— Exercise —
Pick out each line of the records in which the word "Screenshot" appears.
++++++++
PR #326, opened 2026-03-13
Replace crc32fast with xxHash32 for opfs-btree page checksums

gdorsi:
## Summary

- Replace `crc32fast` (CRC32) with `xxhash-rust` (xxh3_64) for B-tree page and superblock checksums.
- Introduces a thin `checksum` module wrapping xxh3 with a streaming `Hasher` for the page checksum's skip-4-bytes pattern.
- The xxh3_64 output is truncated to `u32` to fit the existing 4-byte checksum field — no page format change.

## WASM checksum benchmark (Chromium, 1M iterations per cell)

Throughput in MB/s, measured via `pnpm --filter @jazz/opfs-btree run bench:wasm:hash -- --count 1000000`:

| Data size | crc32 | xxh32 | rapidhash | **xxh3_64** |
|-----------|------:|------:|----------:|------------:|
| 4 KB      | 2,117 | 2,987 |     5,878 |  **16,672** |
| **16 KB** (page size) | 2,144 | 3,049 | 5,676 | **17,165** |
| 64 KB     | 1,945 | 2,788 |     5,744 |  **15,695** |

At the 16 KB page size used by opfs-btree, xxh3 is **3x faster than rapidhash**, **5.6x faster than xxh32**, and **8x faster than crc32**.

## Why xxh3 dominates on WASM

All three algorithms fall back to pure software on WASM (no hardware CRC, no SIMD by default). Their performance separates along two axes: **memory access pattern** and **instruction-level parallelism**.

|  | CRC32 (software) | xxHash32 | xxh3_64 |
|---|---|---|---|
| **Static tables** | 16 KB (16 × 256 × 4 B) | 0 B | 0 B |
| **Per-byte work** | 1 random table lookup + XOR | ~1 arith op (add/mul/rot) | ~1 arith op (add/mul/rot) |
| **Accumulator lanes** | 1 (serial) | 4 (32-bit) | 8 (64-bit) |
| **ILP** | Each byte depends on the previous | 4-way parallel | 8-way parallel, wider multiply |
| **Cache pressure** | Every byte touches a random cache line in the table | None | None |

CRC32's table lookups are the worst possible pattern on WASM engines — data-dependent loads from a 16 KB table that compete for L1 with the page data itself. On native x86/ARM, `crc32fast` bypasses this entirely with single-cycle hardware CRC instructions (SSE4.2 / NEON), but those don't exist in WASM.

xxh32 eliminates the tables but is limited to 4 × 32-bit accumulator lanes. xxh3 goes further: 8 × 64-bit lanes with wider multiplies, giving the WASM engine's pipeline much more independent work per loop iteration. The result is near-linear scaling with data size — hitting ~17 GB/s at 16 KB, close to memory bandwidth.

### What about WASM SIMD?

We benchmarked with `-C target-feature=+simd128` enabled. Surprisingly, explicit SIMD made xxh3 **slower** (7.4 GB/s vs 16.8 GB/s at 16 KB). The V8 JIT appears to do a better job auto-optimizing the scalar xxh3 loop than executing the explicit `core::arch::wasm32` SIMD intrinsics from xxhash-rust. SIMD is left off.

Before:
Screenshot 2026-03-13 at 17 37 01

After:
Screenshot 2026-03-13 at 17 38 58

### DIFF
--- a/crates/opfs-btree/Cargo.toml
+++ b/crates/opfs-btree/Cargo.toml
@@ -17,7 +17,7 @@ rustc-hash = "2"
 thiserror = "2"
 tracing = "0.1"
 serde = { version = "1", features = ["derive"] }
-xxhash-rust = { version = "0.8", features = ["xxh32"] }
+xxhash-rust = { version = "0.8", features = ["xxh3"] }
 
 [target.'cfg(not(target_arch = "wasm32"))'.dependencies]
 bf-tree = { version = "0.4.8", optional = true }
--- a/crates/opfs-btree/Cargo.toml
+++ b/crates/opfs-btree/Cargo.toml
@@ -13,11 +13,11 @@ crate-type = ["cdylib", "rlib"]
 compare-native = ["dep:bf-tree", "dep:rocksdb", "dep:fjall"]
 
 [dependencies]
-crc32fast = "1"
 rustc-hash = "2"
 thiserror = "2"
 tracing = "0.1"
 serde = { version = "1", features = ["derive"] }
+xxhash-rust = { version = "0.8", features = ["xxh32"] }
 
 [target.'cfg(not(target_arch = "wasm32"))'.dependencies]
 bf-tree = { version = "0.4.8", optional = true }
--- a/.changeset/pr-326-opfs-checksum.md
+++ b/.changeset/pr-326-opfs-checksum.md
@@ -1,0 +1,8 @@
+---
+"jazz-tools": patch
+"jazz-wasm": patch
+---
+
+Use xxHash-based checksums for `opfs-btree` pages and superblocks to reduce checksum overhead in persistent browser storage.
+
+Existing OPFS stores created by older builds are not checksum-compatible with this change and will need to be recreated after upgrading.
--- a/Cargo.lock
+++ b/Cargo.lock
@@ -39,9 +39,9 @@ checksum = "4b46cbb362ab8752921c97e041f5e366ee6297bd428a31275b9fcf1e380f7299"
 
 [[package]]
 name = "anstream"
-version = "0.6.21"
+version = "1.0.0"
 source = "registry+https://github.com/rust-lang/crates.io-index"
-checksum = "43d5b281e737544384e969a5ccad3f1cdd24b48086a0fc1b2a5262a26b8f4f4a"
+checksum = "824a212faf96e9acacdbd09febd34438f8f711fb84e09a8916013cd7815ca28d"
 dependencies = [
  "anstyle",
  "anstyle-parse",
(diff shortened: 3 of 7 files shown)


antoniomuso (approved):
LGTM! 🚀

crates/opfs-btree/Cargo.toml
```diff
@@ -13,11 +13,11 @@ crate-type = ["cdylib", "rlib"]
 compare-native = ["dep:bf-tree", "dep:rocksdb", "dep:fjall"]
 
 [dependencies]
-crc32fast = "1"
 rustc-hash = "2"
 thiserror = "2"
 tracing = "0.1"
 serde = { version = "1", features = ["derive"] }
+xxhash-rust = { version = "0.8", features = ["xxh32"] }
```
nrainhart: Looks like there's also simd support for wasm: https://github.com/DoumanAsh/xxhash-rust#hw-acceleration

In theory it should work on browsers, wanna try it out to see if it's even faster?

nrainhart (approved):
This is great! Thanks for looking into this

crates/opfs-btree/Cargo.toml
gdorsi: Been playing with WASM SIMD when tuning CRC32, it become actually slower but I thought that was me.

So I made Claude follow your suggestion and:

```
The surprising finding: SIMD doesn't help here, and may even hurt.

xxh32 (a scalar algorithm) is roughly the same with or without the SIMD flag, as expected.
xxh3 with SIMD is actually slower than without SIMD at 1KB–16KB — the sizes most relevant to Jazz's page checksums. At 16KB (your page size), scalar xxh3 hits 9,456 MB/s vs 7,378 MB/s with SIMD.
Possible explanations:

wasm-opt interference — enabling +simd128 changes LLVM's codegen globally. wasm-opt may produce worse optimized code when SIMD instructions are mixed in.
V8 WASM SIMD JIT overhead — browser VMs may not yet optimize WASM SIMD as aggressively as their scalar paths.
xxhash-rust's WASM SIMD path — the explicit core::arch::wasm32 intrinsics may have more overhead than V8's auto-vectorization of the scalar fallback.
Recommendation for now: Don't enable +simd128 globally. The scalar xxh3 already gives a nice bump over xxh32 at your page size (9,456 vs 7,063 MB/s = 34% faster) without SIMD. If you want to switch the checksum from xxh32 to xxh3, that's worth doing on its own merits — but leave SIMD off.
```

This aligns with the profiling I've done manually, so I've switched to xxh3.

nrainhart: Huh, that's interesting. Sucks that we can't get rely on SIMD support in browsers though

PR #330, opened 2026-03-13
fix: preserve undefined refs in forward array refs, omit in reverse refs

nrainhart:
Added test coverage for resolving missing references across tables.

While doing this I uncovered that we were returning no refs (both for forward and reverse includes) when at least one of them was missing.

This PR establishes how we'll handle missing FKs by default:
- return undefined for scalar FKs
- return array with undefined entries for forward FKs
- skip missing FKs in reverse relations


packages/jazz-tools/tests/ts-dsl/query-api.test.ts
```diff
@@ -112,6 +120,76 @@ describe("TS Query API", () => {
...
+    await db.delete(app.projects, project.id);
+
+    const result = await db.one(
+      app.todos.where({ id: { eq: todo.id } }).include({ project: true }),
+    );
+    assert(result, "Result is not defined");
+    expect(result.project).toBeUndefined();
+  });
+
+  it("include returns 'undefined' for missing array referenced entities", async () => {
```
nrainhart: I'm not 100% sure this is the behavior we want, but since we'll be adding a `requireIncludes` option to hide rows where references are missing, I think we should return undefined refs for array FKs

gdorsi: This means that the return type would be `Array<V | undefined>` which is meh.

We don't have better choices on missing scalar referenced entities, but here I think we can safely hide the missing value.

gdorsi (approved):

packages/jazz-tools/tests/ts-dsl/query-api.test.ts
nrainhart: Yeah, agree. I also went on a side quest to learn how drizzle handles this (https://orm.drizzle.team/docs/relations-v2) and they do the same thing. I'll change this

nrainhart: Done: [`c60db99` (this PR)](https://github.com/garden-co/jazz2/pull/330/commits/c60db9982874f8a4a826cb10cffc1ac1a7f1b42a)

PR #340, opened 2026-03-16
feat: JWKS rotation support for self-hosted server

joeinnes:
## Summary

The self-hosted server (jazz-tools) fetched JWKS once at startup and never refetched. If your identity provider rotated keys, JWTs signed with the new key would be rejected until the server was restarted. The cloud server had rotation support but lacked DoS protection and stale-if-error resilience.

This PR addresses all three:

### JWKS rotation (jazz-tools, new)

Ports the cloud server's cache + retry pattern to the self-hosted server:

- **TTL-based cache** — JWKS cached for 5 minutes (configurable via `JAZZ_JWKS_CACHE_TTL_SECS`)
- **On-demand refresh** — unknown kid or signature mismatch triggers one forced refetch, then retries
- **Error classification** — `Retryable` (may succeed after refresh) vs `Fatal` (malformed JWT, will never succeed)
- **Startup warmth preserved** — cache warmed at startup, misconfigured URLs still fail fast

### Forced-refresh cooldown (both servers)

Prevents unauthenticated callers from using fabricated key IDs to trigger unbounded outbound JWKS fetches:

- 10-second cooldown between forced refreshes
- Per-app tracking on cloud server (App A's rotation doesn't block App B)
- Per-cache-instance on self-hosted (one app per server)

### Stale-if-error fallback (both servers)

When the JWKS endpoint goes down after the cache TTL expires, the server continues validating against the stale cached keyset rather than returning 401 for every request:

- Falls back to stale keyset on any fetch failure (network error, 500, empty keyset)
- Capped by `max_stale` (default 5 min past TTL, configurable via `JAZZ_JWKS_MAX_STALE_SECS`) — revoked keys can't be valid indefinitely
- If no cached keyset exists (first fetch at startup), the error still propagates

### Cleanup

- Removed vestigial `AuthConfig.jwks_set` field — production path always uses `JwksCache`
- Removed `validate_jwt_identity` and `validate_jwt` (superseded by `validate_jwt_with_cache`)

## Files changed

| File | What |
|------|------|
| `jazz-tools/src/middleware/auth.rs` | `JwksCache` (configurable TTL, cooldown, stale-if-error, max_stale), `JwtVerificationError`, async `extract_session` |
| `jazz-tools/src/commands/server.rs` | `JwksCache` on `ServerState`, env var support |
| `jazz-tools/src/routes.rs` | Updated call sites to use cache |
| `jazz-tools/src/main.rs` | Removed `jwks_set` from `AuthConfig` construction |
| `jazz-cloud-server/src/server.rs` | Per-app cooldown on `CachedJwks`, stale-if-error with max_stale, env var support |
| `jazz-tools/tests/test_server.rs` | Programmable JWKS mock with hit counting + custom TTL/max_stale |
| `jazz-tools/tests/auth_test.rs` | 7 new integration tests |
| `jazz-cloud-server/tests/auth_jwks.rs` | 3 new integration tests |

## Environment variables

| Variable | Default | Description |
|----------|---------|-------------|
| `JAZZ_JWKS_CACHE_TTL_SECS` | 300 | JWKS cache TTL in seconds |
| `JAZZ_JWKS_MAX_STALE_SECS` | 300 | Max time (past TTL) to serve stale keyset on fetch failure |

## Test plan

- [x] Unknown kid triggers JWKS refresh and succeeds (jazz-tools)
- [x] Bad signature stays 401 after refresh (jazz-tools)
- [x] Cached JWKS serves consecutive requests without refetch (jazz-tools)
- [x] Rapid fabricated kids trigger at most one refresh within cooldown (both servers)
- [x] Stale JWKS served when endpoint goes down after TTL expiry (both servers)
- [x] Stale JWKS refused after max_stale expires (both servers)
- [x] All 21 unit tests pass
- [x] All 15 jazz-tools integration tests pass (5 pre-existing failures on `main` unrelated)
- [x] All 9 cloud server integration tests pass
- [x] Full workspace: 982 tests passed, 0 failed
- [x] `cargo fmt --check` and `cargo clippy -D warnings` clean


crates/jazz-tools/src/middleware/auth.rs
```diff
@@ -381,6 +493,98 @@ pub fn validate_jwt_identity(token: &str, config: &AuthConfig) -> Result<Verifie
...
+    })?;
+
+    match verify_jwt_signature_with_jwks(token, &refreshed_jwks) {
+        Ok(verified) => Ok(verified),
+        Err(JwtVerificationError::Retryable(e) | JwtVerificationError::Fatal(e)) => {
+            warn!(error = %e, "JWT validation failed after JWKS refresh");
+            Err(JwtError::Invalid(e))
+        }
+    }
+}
```
Takeno, line 630: Should we add a kind of protection from this `force` refresh? An unauthenticated caller can send a stream of bogus JWTs and force one outbound JWKS fetch per request, which turns /sync and /events into a simple DoS/amplification path against both the server and the IdP

crates/jazz-tools/src/middleware/auth.rs
```diff
@@ -139,6 +145,104 @@ impl std::fmt::Display for JwtError {
...
+
+        let jwks = fetch_jwks(&self.http_client, &self.endpoint).await?;
+
+        *self.cached.write().await = Some(CachedJwksEntry {
+            endpoint: self.endpoint.clone(),
+            fetched_at_us: now_timestamp_us(),
+            set: jwks.clone(),
+        });
+
+        Ok(jwks)
```
Takeno: If the request fails, we reject the request instead of using the old cached value. If that’s intentional to match cloud, it may still be worth documenting; otherwise stale-if-error would improve availability a lot.

joeinnes: Maybe we need some kind of configurable grace period where we continue using the stale JWKS for an additional X (maybe 5 by default) minutes with some kind of polling or something? This is just a straight lift-and-shift from the cloud server, but likely would be a useful addition for both?

crates/jazz-tools/src/middleware/auth.rs
joeinnes: Good idea.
++++++++
— Expected answer —
Screenshot 2026-03-13 at 17 37 01
Screenshot 2026-03-13 at 17 38 58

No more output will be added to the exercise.